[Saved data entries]
•••

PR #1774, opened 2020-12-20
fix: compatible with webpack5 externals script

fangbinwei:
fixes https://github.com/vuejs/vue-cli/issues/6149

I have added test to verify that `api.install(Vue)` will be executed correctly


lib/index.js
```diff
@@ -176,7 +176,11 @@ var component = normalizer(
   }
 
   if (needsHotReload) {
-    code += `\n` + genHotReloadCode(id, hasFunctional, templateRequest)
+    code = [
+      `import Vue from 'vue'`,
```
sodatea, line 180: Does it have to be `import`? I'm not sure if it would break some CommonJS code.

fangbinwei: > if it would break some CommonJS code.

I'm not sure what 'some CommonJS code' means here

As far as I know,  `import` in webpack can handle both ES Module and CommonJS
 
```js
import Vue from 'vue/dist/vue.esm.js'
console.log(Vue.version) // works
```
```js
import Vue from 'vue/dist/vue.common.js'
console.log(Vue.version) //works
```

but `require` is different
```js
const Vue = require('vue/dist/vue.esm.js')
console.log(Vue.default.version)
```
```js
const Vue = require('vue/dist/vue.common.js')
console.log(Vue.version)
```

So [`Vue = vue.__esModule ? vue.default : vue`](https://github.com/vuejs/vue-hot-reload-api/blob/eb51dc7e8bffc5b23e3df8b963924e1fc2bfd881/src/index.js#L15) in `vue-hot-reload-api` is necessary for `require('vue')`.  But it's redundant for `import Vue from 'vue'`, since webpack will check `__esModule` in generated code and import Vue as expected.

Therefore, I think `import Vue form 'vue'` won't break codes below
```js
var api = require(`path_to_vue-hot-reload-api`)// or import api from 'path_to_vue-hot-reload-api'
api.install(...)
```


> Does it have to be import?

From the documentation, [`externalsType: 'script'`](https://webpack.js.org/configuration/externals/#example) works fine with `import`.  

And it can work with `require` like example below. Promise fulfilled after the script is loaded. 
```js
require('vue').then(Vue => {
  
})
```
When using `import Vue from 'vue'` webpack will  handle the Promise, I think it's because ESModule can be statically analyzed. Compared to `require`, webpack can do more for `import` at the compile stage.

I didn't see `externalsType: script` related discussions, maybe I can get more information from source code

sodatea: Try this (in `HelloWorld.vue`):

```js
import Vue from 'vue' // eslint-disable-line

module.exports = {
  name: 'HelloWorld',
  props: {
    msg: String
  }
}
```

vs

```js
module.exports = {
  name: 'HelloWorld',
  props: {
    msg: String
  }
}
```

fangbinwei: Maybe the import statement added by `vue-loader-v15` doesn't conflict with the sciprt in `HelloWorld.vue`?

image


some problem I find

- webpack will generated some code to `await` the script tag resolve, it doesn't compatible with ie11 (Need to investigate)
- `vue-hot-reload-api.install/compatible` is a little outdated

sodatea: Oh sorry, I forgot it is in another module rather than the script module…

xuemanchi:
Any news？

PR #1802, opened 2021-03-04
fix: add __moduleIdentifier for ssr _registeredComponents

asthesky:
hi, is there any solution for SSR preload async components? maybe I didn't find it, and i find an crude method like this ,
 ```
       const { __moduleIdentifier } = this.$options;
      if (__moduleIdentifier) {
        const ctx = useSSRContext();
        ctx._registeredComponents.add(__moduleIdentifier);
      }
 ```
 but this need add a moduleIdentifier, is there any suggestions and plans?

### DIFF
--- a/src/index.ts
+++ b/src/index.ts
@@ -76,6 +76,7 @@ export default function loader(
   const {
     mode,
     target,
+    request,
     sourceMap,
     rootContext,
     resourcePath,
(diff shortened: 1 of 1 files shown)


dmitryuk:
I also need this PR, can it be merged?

•••

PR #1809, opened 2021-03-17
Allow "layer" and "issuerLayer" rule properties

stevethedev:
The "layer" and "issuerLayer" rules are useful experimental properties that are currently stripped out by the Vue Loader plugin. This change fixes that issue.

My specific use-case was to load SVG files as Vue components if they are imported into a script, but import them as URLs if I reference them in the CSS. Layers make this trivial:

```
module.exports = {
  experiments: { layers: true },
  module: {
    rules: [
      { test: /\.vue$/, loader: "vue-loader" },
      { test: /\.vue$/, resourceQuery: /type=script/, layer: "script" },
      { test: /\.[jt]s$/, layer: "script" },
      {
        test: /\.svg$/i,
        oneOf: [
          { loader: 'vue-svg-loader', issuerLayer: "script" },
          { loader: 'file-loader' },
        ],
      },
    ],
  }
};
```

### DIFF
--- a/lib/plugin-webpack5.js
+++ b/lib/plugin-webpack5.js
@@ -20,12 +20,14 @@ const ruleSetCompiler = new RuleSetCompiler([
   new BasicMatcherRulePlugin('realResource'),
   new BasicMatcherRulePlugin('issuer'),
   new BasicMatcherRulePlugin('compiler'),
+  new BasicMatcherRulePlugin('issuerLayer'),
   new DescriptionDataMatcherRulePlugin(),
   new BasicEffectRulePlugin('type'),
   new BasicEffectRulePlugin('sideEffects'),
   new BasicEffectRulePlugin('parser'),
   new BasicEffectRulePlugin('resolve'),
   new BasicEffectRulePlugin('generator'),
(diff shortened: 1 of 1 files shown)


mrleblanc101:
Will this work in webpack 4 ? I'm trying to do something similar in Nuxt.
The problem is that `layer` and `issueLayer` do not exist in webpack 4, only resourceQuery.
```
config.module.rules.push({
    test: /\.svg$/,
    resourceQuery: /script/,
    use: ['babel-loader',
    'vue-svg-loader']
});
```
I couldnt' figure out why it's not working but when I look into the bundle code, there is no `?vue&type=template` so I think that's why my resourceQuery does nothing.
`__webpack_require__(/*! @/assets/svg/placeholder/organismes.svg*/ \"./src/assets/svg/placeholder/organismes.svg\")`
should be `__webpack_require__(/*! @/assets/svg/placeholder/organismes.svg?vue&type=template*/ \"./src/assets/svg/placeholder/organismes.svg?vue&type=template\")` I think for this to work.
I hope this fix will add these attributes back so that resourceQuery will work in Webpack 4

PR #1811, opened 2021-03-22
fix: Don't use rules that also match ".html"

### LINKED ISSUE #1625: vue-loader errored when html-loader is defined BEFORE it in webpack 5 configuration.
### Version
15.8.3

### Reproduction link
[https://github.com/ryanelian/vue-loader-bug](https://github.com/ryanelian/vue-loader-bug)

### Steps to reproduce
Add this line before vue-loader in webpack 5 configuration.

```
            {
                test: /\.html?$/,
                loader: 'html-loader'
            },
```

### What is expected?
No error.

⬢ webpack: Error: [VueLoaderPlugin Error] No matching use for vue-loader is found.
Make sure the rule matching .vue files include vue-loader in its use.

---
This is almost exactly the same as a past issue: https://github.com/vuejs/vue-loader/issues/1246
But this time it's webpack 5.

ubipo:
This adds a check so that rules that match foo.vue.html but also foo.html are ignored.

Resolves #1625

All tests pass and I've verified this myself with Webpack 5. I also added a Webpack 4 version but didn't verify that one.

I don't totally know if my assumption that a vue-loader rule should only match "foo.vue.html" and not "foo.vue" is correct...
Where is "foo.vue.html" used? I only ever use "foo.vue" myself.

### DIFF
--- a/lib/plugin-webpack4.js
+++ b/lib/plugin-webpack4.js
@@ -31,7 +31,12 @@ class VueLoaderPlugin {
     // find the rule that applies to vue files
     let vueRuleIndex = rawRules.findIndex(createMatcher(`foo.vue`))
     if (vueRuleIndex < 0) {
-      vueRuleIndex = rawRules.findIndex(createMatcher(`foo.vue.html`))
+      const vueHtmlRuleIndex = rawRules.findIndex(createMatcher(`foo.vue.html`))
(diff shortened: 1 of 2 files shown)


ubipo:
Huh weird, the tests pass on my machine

•••

■ What is needed
There is a line with "Vue as expected." and a line with "the compile stage." above. Copy exactly those two lines and all lines between them, with nothing else.

■ Result of the exercise
So [`Vue = vue.__esModule ? vue.default : vue`](https://github.com/vuejs/vue-hot-reload-api/blob/eb51dc7e8bffc5b23e3df8b963924e1fc2bfd881/src/index.js#L15) in `vue-hot-reload-api` is necessary for `require('vue')`.  But it's redundant for `import Vue from 'vue'`, since webpack will check `__esModule` in generated code and import Vue as expected.

Therefore, I think `import Vue form 'vue'` won't break codes below
```js
var api = require(`path_to_vue-hot-reload-api`)// or import api from 'path_to_vue-hot-reload-api'
api.install(...)
```


> Does it have to be import?

From the documentation, [`externalsType: 'script'`](https://webpack.js.org/configuration/externals/#example) works fine with `import`.  

And it can work with `require` like example below. Promise fulfilled after the script is loaded. 
```js
require('vue').then(Vue => {
  
})
```
When using `import Vue from 'vue'` webpack will  handle the Promise, I think it's because ESModule can be statically analyzed. Compared to `require`, webpack can do more for `import` at the compile stage.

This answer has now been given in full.